───── GIVEN ENTRIES
PR #1297, opened 2020-08-01
Use js for tests

### LINKED ISSUE #829: Use Javascript for developer scripts instead of having both bash and batch files
At the moment, we have both bash and bat files for developer scripts (e.g. `test.sh` vs `test.bat`). This makes it difficult for developers to update both files as they need both OS'es to test the two different versions of the scripts.

Perhaps we can consider moving the scripts to Javascript instead - since we need Javascript for the test regardless.

ang-zeyu:

• [x] Other, please explain: Standardisation of test / update test scripts

Resolves #829 

Standardise scripts to reduce maintainence from 2 sets of files (bash + sh)

- Use the existing `.sh` script as a reference, creating test / update test scripts with js
- Remove existing `win` version of CI scripts (and in dev guide)

Any additional test cases I missed out below

**Testing instructions:**
For each category of test sites ( conversion, normal test sites, template test sites ),
- change something in the source file -> tests should fail
- change something in the source file ->  update tests -> test files update as expected

Use javascript for tests

Test and test update scripts are written using bash and shell scripts,
which increases maintainence due to having to maintain two sets of OS
dependent scripts.

Let's rewrite these scripts using javascript instead.


ang-zeyu:
Retested the above test cases again, which should cover everything our batch and shell scripts currently does.

@marvinchin let me know if this isn't what you had in mind! :)

marvinchin:
@ang-zeyu sorry for the delay! This definitely fits what I had in mind. Let me take a closer look at this tomorrow, and we can address any comments (if any!) in a future PR.

ang-zeyu:
No worries, thanks @marvinchin!

I merged this in just for convenience as it has a few conflicts I'd like to resolve with #1306 (which is more pressing since we have a few new contributors coming in - I'm targeting to add live / hot reload by this week). But neither are critical; We can always correct things with reviews later on if needed :-)

packages/cli/test/functional/test.js
```diff
@@ -0,0 +1,69 @@
...
+    execSync(`node ../../index.js build ${siteName}`, execOptions);
+    compare(siteName);
+  } catch (err) {
+    printFailedMessage(err, siteName);
+    process.exit(1);
+  }
+});
+
+testConvertSites.forEach((siteName) => {
+  console.log(`Running ${siteName} tests`);
```
marvinchin, line 37: I feel like we can further break these into separate `testXYZSite` functions.

packages/cli/test/functional/test.js
```diff
@@ -0,0 +1,69 @@
...
+    printFailedMessage(err, siteName);
+    cleanupConvert(path.resolve(__dirname, siteName));
+    process.exit(1);
+  }
+  cleanupConvert(path.resolve(__dirname, siteName));
+});
+
+testTemplateSites.forEach((templateAndSitePath) => {
+  const flag = templateAndSitePath.split(',')[0];
+  const sitePath = templateAndSitePath.split(',')[1];
```
marvinchin, line 53: Since we reuse the split path, perhaps we can store it in a separate variable?

packages/cli/test/functional/testSites.js
```diff
@@ -0,0 +1,19 @@
+const testSites = [
+  'test_site',
+  'test_site_algolia_plugin',
+  'test_site_expressive_layout',
+  'test_site_special_tags',
+];
+
+const testConvertSites = ['test_site_convert'];
+
+const testTemplateSites = [
```
marvinchin, line 10: Let's leave a comment explaining the syntax to express a template site test.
──────────
WORK ITEM -> Some lines above hold the word "what". Copy all of them.

PROBLEM SOLUTION ->
@marvinchin let me know if this isn't what you had in mind! :)
@ang-zeyu sorry for the delay! This definitely fits what I had in mind. Let me take a closer look at this tomorrow, and we can address any comments (if any!) in a future PR.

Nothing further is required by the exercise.